Historiografi tradisional juga bisa disebut sebagai penulisan sejarah yang dilakukan oleh para sastrawan atau pujangga keraton dan bangsawan kerajaan.
Dalam historiografi tradisional, fakta dan data yang dianggap benar adalah yang terakhir ditemukan, dan historiografer berusaha untuk mengumpulkan lebih banyak informasi untuk melengkapi cerita sejarah.
Meskipun dengan pendekatan ini historiografer bisa mendapatkan fakta-fakta yang akurat, pandangan subyektif historiografer tetap berpengaruh pada interpretasi sejarah yang diciptakannya.
Historiografi tradisional mengacu pada cara-cara sejarah ditulis pada masa lalu, ketika sumber-sumber primer (baik yang ditulis, lisan, maupun arkeologis) merupakan satu-satunya sumber untuk mengumpulkan data sejarah.
Sejarah sangat dipengaruhi oleh siapa yang memiliki akses ke sumber-sumber ini, sehingga gambaran sejarah yang diciptakan bisa sangat subyektif.
Karena sumber-sumber tersebut dipandang sebagai otoritatif dan benar, maka historiografi tradisional sering menekankan pentingnya memperluas pengetahuan dan pengumpulan sumber untuk ”menceritakan” perjalanan sejarah yang benar.

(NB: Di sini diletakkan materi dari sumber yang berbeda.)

PR #480, opened 2016-11-29
Add CPU Region information above Disassembly view

AaronOpfer:
This adds a little "you are here" indicator above the CPU region view. The idea is that this will help you tell where you are.

image

I'm pretty happy with this except that I can't figure out why my label and the "Registers" label to the right are not vertically aligned with one another. That's a bit nit-picky though so I'm not going to hold up my PR over it.

### DIFF
--- a/src/Debugger.cpp
+++ b/src/Debugger.cpp
@@ -2267,7 +2267,6 @@ void Debugger::update_tab_caption(const std::shared_ptr<QHexView> &view, edb::ad
 // Desc:
 //------------------------------------------------------------------------------
 void Debugger::update_data(const DataViewInfo::pointer &v) {
-
 	Q_ASSERT(v);
 
 	const std::shared_ptr<QHexView> &view = v->view;
@@ -2356,7 +2355,6 @@ IRegion::pointer Debugger::update_cpu_view(const State &state) {
 // Desc:
 //------------------------------------------------------------------------------
 void Debugger::update_data_views() {
-
 	// update all data views with the current region data
 	for(const DataViewInfo::pointer &info: data_regions_) {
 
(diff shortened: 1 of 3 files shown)


10110111:
This takes away screen space, which is especially important on small wide monitors like on netbooks. IMO it should at least be possible to turn it off. The EIP/RIP comment in the Register View already says where you are.

AaronOpfer:
I am mentally looking for the module name I'm working with at the top of the CPU view or the window title bar because that's what ollydbg did; in olly if the CPU view is maximized the current module is in the window title bar, else it's in the CPU window title bar. That's why I wanted to put the label here. Would you prefer we move the current module name into the title bar and remove this label?

10110111:
Title bar currently shows path to the executable and PID. I'm not sure it's a good idea to replace this with current location in the debuggee.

Ciri-Ciri Historiografi Tradisional
Beberapa ciri-ciri dari historiografi tradisional adalah sebagai berikut:
- Istana Sentris, artinya yang berpusat pada kehidupan istana kerajaan.
- Religius Magis, dihubungkan dengan kepercayaan dan hal-hal yang gaib. Seorang raja dianggap sebagai wujud penjelmaan Dewa atau Tuhan, sehingga dianggap memiliki kekuatan magis atau gaib.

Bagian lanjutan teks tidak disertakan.